說到包養,蘇懷粥便在他懷里笑出聲來,好久收斂后才說道:“漫畫還八字沒一撇呢。”
“不是在談嗎?都談挺久的了。”江渺好奇問道。
“嗯。”蘇懷粥點頭,“他們那邊有兩套方案,我請律師看過了,合同什么的都沒問題,現在就是比較猶豫要選哪一種。”
“兩種合同?”
“對。”蘇懷粥點點頭,“一種就是直接從我手里買斷版權,因為我本身沒什么知名度,漫畫播放量雖然有一期破百萬,但還談不上自帶流量什么的。”
“所以如果只是單純買斷的話,版權費就是授權五年總共七萬塊,但是之后我就不能在嗶站上繼續畫這個漫畫了。”
“其實這個版權費用在我這種漫畫初稿上已經蠻高的了,他們應該就是看中了我嗶站播放量還算高才給出這個價。”
“嗯。”江渺摸著下巴追問道,“那第二種呢?”
“第二種就是他們應聘我為作者,可以幫我配置兩位助手負責上色勾勒之類的任務,我就主要負責漫畫初稿的設計和成稿的完善收尾工作。”
蘇懷粥繼續說道,“不過這樣一來的話就相當于是把我簽到他們工作室里了,我是漫畫的作者,版權還是歸我個人,但版權開發的權限授權給了工作室。”
聽到這里,江渺有些苦惱的揉了揉鼻梁:“所以學姐你傾向于哪一種?”
“其實第一種最方便了,說實話雖然我自己覺得畫的挺好,但也知道我能力就在這兒擺著,半路出家畫畫沒什么功底……”蘇懷粥窩在他懷里,很沒有底氣的說道,“所以第一種肯定是最穩妥的。

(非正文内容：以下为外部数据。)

PR #7258, opened 2019-05-09
Add yarn resolve-merge command. Resolves #5382

### LINKED ISSUE #5382: can't resolve merge conflicts with --install.frozen-lockfile in .yarnrc
feature?

If a project has a .yarnrc file that specifies `--install.frozen-lockfile false`, then you can't take advantage of the automatic merge conflict resolution on `yarn install`.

”
“那就第一種?”江渺試探問道。
蘇懷粥搖搖頭:“但是我畫的是我們兩個的經歷啊,就這么賣掉……就好像把我們的孩……唔……總之就好像把很珍貴的東西給賣出去了一樣……”
“你確定是我倆的經歷?”江渺一想起漫畫里的內容,便忍不住失笑調侃道。
“那總有一部分是的嘛!”蘇懷粥無處辯駁,有點氣急敗壞,畢竟魔改的有點嚴重,但里面的男女主處處都能看到江渺和蘇懷粥本人的縮影。
“所以就是不舍得跟自己的漫畫割舍的那么徹底,被署上別人的名字,但又覺得自己能力不行,以前也沒有畫漫畫的經驗,如果真去負責一部漫畫的工作,覺得自己不能勝任?”江渺一向來擅長總結,很快就點出了蘇懷粥的心聲。
懷里的學姐像個小倉鼠似的用力點頭:“那你覺得呢?”
“我覺得怎么樣不重要啊。”江渺搖搖頭,摟著學姐的細腰,“我只知道,在做選擇的時候,試著把目光放長遠,然后分別來看,每一個選擇背后,都能獲得什么東西。”
“這些東西可能都有用,可能都沒用,可能對別人沒用但對你有用,也可能對別人沒用但對你很有用。”
“學姐你要做的,就是去仔細想一想,如果選了第一種,買斷版權后得到的錢,你打算用它來做什么,它能發揮什么用處?”
“如果學姐選了第二種,那又能獲得什么?一份看上去還算穩定的工作和收入,漫畫的制作經驗,上班的經驗?還是說別的什么。”
“搞清楚這些選擇背后的收獲和代價,然后分析,自己能夠接受什么,不能夠接受什么,劃定好界限后,該選擇哪一種,應該就顯而易見了。”
“感覺是大空話……”蘇懷粥小聲嘀咕道。
“說好聽點是理性客觀,說難聽點就是理中客嘍。”江渺一本正經的聳肩,左手不知不覺間已經輕輕握住了學姐的胸口,感受著生命的跳動,重新低頭湊到學姐耳邊輕柔說道,“學姐,你想要什么,你的內心會告訴你的。”
“……學弟想要什么,這倒是一清二楚。”蘇懷粥感受到學弟手掌的力度,難得沒有反抗,只是嫵媚的白了他一眼,反而仰起精致的小臉,送上柔軟。
月色羞赧的掩入云后,湖光暗淡,萬物寂靜,長椅的兩端空蕩蕩,卻容不下其他人。